Konjunktur Wirtschaft wächst im ersten Quartal um 0,4 Prozent / Ifo-Geschäftsklimaindex auf tiefstem Stand seit Ende 2014

Nach Wachstum droht neue Delle

Archivartikel

Wiesbaden.Nach einem schwungvollen Jahresauftakt zeichnet sich der nächste Rückschlag für die deutsche Wirtschaft ab. Im ersten Quartal 2019 stieg das Bruttoinlandsprodukt (BIP) gegenüber dem Vorquartal um 0,4 Prozent. Das Statistische Bundesamt bestätigte am Donnerstag erste Schätzungen. Nach Einschätzung von Ökonomen ist damit jedoch noch nicht die Trendwende erreicht – im Gegenteil. Im Mai trübten sich die Aussichten für Europas größte Volkswirtschaft deutlich ein. „Der deutschen Konjunktur fehlt es weiter an Schwung“, kommentierte Ifo-Präsident Clemens Fuest.

Die Stimmung in den Chefetagen der deutschen Wirtschaft verschlechterte sich auch angesichts internationaler Handelskonflikte deutlich. Das Ifo-Geschäftsklima sank im Mai auf den tiefsten Stand seit Ende 2014. Bis auf den Bausektor trübte sich das Klima in allen betrachteten Bereichen ein.
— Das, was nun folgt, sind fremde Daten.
PR #1114, opened 2017-08-17
Send the client ID inside a custom dimension

elenatanasoiu:
For: https://trello.com/c/n22tcj9Q/206-custom-dimension-google-analytics-client-id-and-session-id

In order to track user journeys in GA, it's been requested that we send the client ID as a custom dimension. The docs for extracting the client id can be found here: https://developers.google.com/analytics/devguides/collection/analyticsjs/cookies-user-id?hl=en#getting_the_client_id_from_the_cookie

Using the recommended way means we're expecting a tracker to be loaded, which may or may not have happened at that point. Because our method is asynchronous, it might be called before `trackPageView` and not have a tracker object to query for the client ID.

In order to avoid this, we've put the call for `trackPageView` inside the asynchronous method for setting the client ID. This will guarantee that these two methods are called in the right order.

We've also had to move the rest of the plugin loading after the `trackPageView` event in order to ensure the same order will be kept.

### DIFF
--- a/app/assets/javascripts/analytics/static-analytics.js
+++ b/app/assets/javascripts/analytics/static-analytics.js
@@ -10,17 +10,23 @@
 
     var trackingOptions = getOptionsFromCookie();
 
-    // Track initial pageview
-    this.trackPageview(null, null, trackingOptions);
+    // We're setting the client ID inside a callback function because
+    // we don't have access to the client ID until GA returns a tracker object.
+    ga(function (tracker) {
+      this.gaClientId = tracker.get('clientId');
 
-    // Begin error and print tracking
-    GOVUK.analyticsPlugins.error({filenameMustMatch: /gov\.uk/});
-    GOVUK.analyticsPlugins.printIntent();
-    GOVUK.analyticsPlugins.mailtoLinkTracker();
-    GOVUK.analyticsPlugins.externalLinkTracker();
-    GOVUK.analyticsPlugins.downloadLinkTracker({
-      selector: 'a[href*="/government/uploads"], a[href*="assets.publishing.service.gov.uk"]'
-    });
+      // Track initial pageview
+      this.trackPageview(null, null, trackingOptions);
+
+      // Begin error and print tracking
+      GOVUK.analyticsPlugins.error({filenameMustMatch: /gov\.uk/});
+      GOVUK.analyticsPlugins.printIntent();
+      GOVUK.analyticsPlugins.mailtoLinkTracker();
+      GOVUK.analyticsPlugins.externalLinkTracker();
+      GOVUK.analyticsPlugins.downloadLinkTracker({
+        selector: 'a[href*="/government/uploads"], a[href*="assets.publishing.service.gov.uk"]'
+      });
+    }.bind(this));
   };
 
   StaticAnalytics.load = function () {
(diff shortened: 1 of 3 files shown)


app/assets/javascripts/analytics/static-analytics.js
```diff
@@ -10,17 +10,23 @@
...
-    GOVUK.analyticsPlugins.error({filenameMustMatch: /gov\.uk/});
-    GOVUK.analyticsPlugins.printIntent();
-    GOVUK.analyticsPlugins.mailtoLinkTracker();
-    GOVUK.analyticsPlugins.externalLinkTracker();
-    GOVUK.analyticsPlugins.downloadLinkTracker({
-      selector: 'a[href*="/government/uploads"], a[href*="assets.publishing.service.gov.uk"]'
-    });
+    // We're setting the client ID inside a callback function because
+    // we don't have access to the client ID until GA returns a tracker object.
+    ga(function (tracker) {
```
fofr: What's the risk of nesting these calls within an anonymous function called by ga?

elenatanasoiu: This anonymous function is called as part of the init process where we create the original analytics object. If it didn't get a response, we wouldn't have a GoogleUniversalAnalyticsTracker with which to send data in the first place. So the setup process could not finish without us getting this callback.  

It was inspired by this commit, where the client ID needs to be set before the call to GA via the sendData method: https://github.com/alphagov/govuk_frontend_toolkit/commit/8bd1360d9f2e6a8966824dd67f4935598c0d4e02#diff-7f6da3f6d8cbd22c94ad731b283e9226

nickcolley: I thought we abstracted Google Analytics so we're not interacting with it directly? 🤔

elenatanasoiu: Sorry, I didn't see your review here. 

Yes, you're correct, we aren't interacting with it directly, which is why I've had to do this workaround in order to obtain the client id since it's not being set in static. It's being set in `govuk_frontend_toolkit` where we communicate with GA through 2 trackers: GOVUKTracker and GoogleAnalyticsUniversalTracker.

So we've had to wait for the tracker to be returned to us (in this case GoogleAnalyticsUniversalTracker) so that we could access the client id.

nickcolley: I think we need to follow up, at some point the trackers were intentionally abstracted to avoid a direct link to Google Analytics.

The ga global is Google Analytics which this file shouldnt know about - given the above?

elenatanasoiu: It's already using global.ga inside the init file: https://github.com/alphagov/static/blob/8ab43d8348dcd264302ba4c94ee16c0ba5344ee3/app/assets/javascripts/analytics/init.js.erb#L25

It's receiving global as a param in there (on line 1) so even if we removed the use of ga in the `static-analytics.js` code, we'd still be able to access it because we're receiving ga through the global param in the init file. 

What is the purpose of removing a direct link to Google Analytics?

nickcolley: At some point GOV.UK abstracted the analytics so in theory you could swap out Google Analytics and it'd still work.

@fofr may be able to give more context

fofr: Yeah, I think this breaks that concept.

Das Ifo-Geschäftsklima wird aus der Befragung von etwa 9000 Unternehmen errechnet. Der Index gilt als guter Indikator für das künftige Wirtschaftswachstum.
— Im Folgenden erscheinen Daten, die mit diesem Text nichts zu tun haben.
PR #1116, opened 2017-08-18
Update pagination component

andysellick:
- to use CSS class naming convention for components
- adds accessibility criteria to documentation
- tests for navigation role

https://trello.com/c/3rWOvqBG/95-2-update-pagination-component-to-be-inline-with-component-principles

Should look exactly the same as the current one, but here's some screenshots for examples.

„Insgesamt sind das keine guten Vorzeichen für das Wirtschaftswachstum im zweiten Quartal“, sagte Konjunkturexperte Michael Holstein von der DZ Bank. Vom Außenhandel seien derzeit keine Impulse zu erwarten. „Wenn sich die Stimmung in der Binnenwirtschaft weiter eintrübt, drohen die Antriebskräfte für die deutsche Konjunktur zu erlahmen.“ Nach Einschätzung von Commerzbank-Analyst Christoph Weil könnte die deutsche Wirtschaft im zweiten Vierteljahr sogar leicht schrumpfen.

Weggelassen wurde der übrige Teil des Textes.